====== Data shown
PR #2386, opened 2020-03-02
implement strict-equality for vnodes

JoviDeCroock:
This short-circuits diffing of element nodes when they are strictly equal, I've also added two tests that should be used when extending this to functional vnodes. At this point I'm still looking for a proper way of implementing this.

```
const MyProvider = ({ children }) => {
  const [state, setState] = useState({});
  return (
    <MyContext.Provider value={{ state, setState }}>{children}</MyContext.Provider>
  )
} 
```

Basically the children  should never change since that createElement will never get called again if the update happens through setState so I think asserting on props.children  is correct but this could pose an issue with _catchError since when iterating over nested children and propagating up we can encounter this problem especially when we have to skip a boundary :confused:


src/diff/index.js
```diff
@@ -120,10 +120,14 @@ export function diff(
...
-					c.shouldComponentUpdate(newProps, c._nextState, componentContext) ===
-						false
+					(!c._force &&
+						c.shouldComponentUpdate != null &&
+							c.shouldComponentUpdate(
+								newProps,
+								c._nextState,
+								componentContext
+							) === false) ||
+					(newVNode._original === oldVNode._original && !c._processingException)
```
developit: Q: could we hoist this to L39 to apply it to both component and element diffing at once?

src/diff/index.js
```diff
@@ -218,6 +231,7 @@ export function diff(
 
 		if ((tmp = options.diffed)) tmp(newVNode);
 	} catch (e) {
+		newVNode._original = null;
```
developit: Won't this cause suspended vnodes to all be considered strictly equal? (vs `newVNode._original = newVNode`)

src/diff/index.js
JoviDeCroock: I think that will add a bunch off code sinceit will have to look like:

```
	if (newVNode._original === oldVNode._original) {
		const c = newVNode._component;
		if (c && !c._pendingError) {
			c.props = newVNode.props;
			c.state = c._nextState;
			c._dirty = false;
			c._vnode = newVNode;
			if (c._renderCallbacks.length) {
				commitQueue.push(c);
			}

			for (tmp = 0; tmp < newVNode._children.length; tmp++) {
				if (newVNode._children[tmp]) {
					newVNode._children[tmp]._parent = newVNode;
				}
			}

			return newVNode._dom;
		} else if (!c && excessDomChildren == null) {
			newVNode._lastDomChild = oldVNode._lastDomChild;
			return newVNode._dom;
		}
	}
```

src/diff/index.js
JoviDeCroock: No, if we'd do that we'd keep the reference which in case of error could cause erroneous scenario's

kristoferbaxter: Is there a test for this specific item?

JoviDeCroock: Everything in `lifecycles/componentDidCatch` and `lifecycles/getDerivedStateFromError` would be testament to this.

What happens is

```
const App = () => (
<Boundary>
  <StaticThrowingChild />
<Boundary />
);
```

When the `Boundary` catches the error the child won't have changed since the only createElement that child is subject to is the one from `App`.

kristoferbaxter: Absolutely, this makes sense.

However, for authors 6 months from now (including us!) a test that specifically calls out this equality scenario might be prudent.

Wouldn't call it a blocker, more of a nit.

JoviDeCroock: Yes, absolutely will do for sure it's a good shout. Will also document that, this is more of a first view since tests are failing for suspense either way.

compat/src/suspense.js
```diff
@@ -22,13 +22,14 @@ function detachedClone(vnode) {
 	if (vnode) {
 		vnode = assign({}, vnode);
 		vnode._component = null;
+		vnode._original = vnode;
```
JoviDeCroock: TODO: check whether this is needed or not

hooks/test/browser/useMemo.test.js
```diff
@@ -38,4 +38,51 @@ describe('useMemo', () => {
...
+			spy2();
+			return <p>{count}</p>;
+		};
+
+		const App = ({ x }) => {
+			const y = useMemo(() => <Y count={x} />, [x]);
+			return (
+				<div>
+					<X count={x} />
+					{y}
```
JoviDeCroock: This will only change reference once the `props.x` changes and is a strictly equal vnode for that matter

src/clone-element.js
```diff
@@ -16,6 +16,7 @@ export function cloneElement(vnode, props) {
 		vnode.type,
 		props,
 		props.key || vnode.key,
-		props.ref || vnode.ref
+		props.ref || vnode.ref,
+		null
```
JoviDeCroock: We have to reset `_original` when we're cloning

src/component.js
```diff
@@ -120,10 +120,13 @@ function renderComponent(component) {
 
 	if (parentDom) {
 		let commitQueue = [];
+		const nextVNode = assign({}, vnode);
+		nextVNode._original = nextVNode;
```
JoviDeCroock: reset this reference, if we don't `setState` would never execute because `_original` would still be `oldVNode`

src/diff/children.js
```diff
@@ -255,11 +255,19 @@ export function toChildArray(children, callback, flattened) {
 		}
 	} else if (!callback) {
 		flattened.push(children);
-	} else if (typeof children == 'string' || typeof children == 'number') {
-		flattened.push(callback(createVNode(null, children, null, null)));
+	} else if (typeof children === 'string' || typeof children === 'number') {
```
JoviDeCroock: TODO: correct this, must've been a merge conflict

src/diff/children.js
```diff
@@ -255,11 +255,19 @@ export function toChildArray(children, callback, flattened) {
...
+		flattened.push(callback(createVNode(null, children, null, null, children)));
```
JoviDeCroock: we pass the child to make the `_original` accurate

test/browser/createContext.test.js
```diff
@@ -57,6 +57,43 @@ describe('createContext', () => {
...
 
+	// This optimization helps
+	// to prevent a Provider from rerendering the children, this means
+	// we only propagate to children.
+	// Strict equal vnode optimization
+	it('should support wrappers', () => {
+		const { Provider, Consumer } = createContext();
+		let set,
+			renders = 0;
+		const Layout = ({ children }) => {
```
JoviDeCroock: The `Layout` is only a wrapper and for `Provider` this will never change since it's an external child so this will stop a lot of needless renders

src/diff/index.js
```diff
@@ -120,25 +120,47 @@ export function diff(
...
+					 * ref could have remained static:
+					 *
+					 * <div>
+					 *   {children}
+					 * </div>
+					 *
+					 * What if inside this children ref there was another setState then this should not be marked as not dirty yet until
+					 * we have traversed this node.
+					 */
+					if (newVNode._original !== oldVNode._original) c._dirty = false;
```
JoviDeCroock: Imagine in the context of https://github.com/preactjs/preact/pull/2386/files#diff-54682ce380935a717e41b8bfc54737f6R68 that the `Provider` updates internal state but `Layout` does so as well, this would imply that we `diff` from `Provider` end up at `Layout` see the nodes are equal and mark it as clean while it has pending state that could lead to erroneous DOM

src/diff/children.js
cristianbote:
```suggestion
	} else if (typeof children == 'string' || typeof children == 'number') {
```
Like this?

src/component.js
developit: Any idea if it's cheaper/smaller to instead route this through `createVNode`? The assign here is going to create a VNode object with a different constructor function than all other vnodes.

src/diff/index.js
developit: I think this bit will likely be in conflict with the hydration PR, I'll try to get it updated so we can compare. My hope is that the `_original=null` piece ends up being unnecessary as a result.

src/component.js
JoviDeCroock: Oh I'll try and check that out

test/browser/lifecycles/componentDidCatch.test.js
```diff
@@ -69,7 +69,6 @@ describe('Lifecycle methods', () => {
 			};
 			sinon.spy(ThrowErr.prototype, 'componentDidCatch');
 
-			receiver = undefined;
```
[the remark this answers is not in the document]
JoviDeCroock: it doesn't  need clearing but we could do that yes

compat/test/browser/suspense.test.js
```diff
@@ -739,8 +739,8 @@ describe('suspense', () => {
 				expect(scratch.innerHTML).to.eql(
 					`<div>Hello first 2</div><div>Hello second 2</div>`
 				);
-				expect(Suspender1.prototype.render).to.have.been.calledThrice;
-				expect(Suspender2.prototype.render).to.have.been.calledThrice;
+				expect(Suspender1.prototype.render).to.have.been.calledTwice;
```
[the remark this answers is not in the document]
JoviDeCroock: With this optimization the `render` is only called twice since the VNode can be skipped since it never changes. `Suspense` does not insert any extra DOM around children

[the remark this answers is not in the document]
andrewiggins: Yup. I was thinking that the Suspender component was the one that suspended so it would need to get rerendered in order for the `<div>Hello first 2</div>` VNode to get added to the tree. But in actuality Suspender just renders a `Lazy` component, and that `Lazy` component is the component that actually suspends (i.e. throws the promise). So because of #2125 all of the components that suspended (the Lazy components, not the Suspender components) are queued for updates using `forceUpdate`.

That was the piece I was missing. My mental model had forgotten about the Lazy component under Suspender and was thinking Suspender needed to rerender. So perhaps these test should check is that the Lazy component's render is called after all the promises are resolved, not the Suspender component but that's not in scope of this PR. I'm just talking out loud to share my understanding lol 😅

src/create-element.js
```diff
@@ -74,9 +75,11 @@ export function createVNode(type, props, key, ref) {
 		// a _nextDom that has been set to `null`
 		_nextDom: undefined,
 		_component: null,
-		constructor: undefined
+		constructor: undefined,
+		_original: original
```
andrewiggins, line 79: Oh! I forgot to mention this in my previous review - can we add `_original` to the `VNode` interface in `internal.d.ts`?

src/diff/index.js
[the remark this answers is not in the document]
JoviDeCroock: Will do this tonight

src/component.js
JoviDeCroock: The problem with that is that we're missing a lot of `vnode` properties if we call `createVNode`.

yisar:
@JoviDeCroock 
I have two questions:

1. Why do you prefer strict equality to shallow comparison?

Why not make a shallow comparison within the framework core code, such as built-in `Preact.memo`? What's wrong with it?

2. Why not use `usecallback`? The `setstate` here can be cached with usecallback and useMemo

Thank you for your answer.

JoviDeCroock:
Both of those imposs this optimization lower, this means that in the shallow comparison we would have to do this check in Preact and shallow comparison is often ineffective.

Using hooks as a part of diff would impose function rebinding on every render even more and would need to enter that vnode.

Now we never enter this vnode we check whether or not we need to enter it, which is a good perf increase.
============
▶ _What this task involves_
Every line of the listing above that includes "missing" should be copied out.

▶ _Answer for this exercise_
That was the piece I was missing. My mental model had forgotten about the Lazy component under Suspender and was thinking Suspender needed to rerender. So perhaps these test should check is that the Lazy component's render is called after all the promises are resolved, not the Suspender component but that's not in scope of this PR. I'm just talking out loud to share my understanding lol 😅
JoviDeCroock: The problem with that is that we're missing a lot of `vnode` properties if we call `createVNode`.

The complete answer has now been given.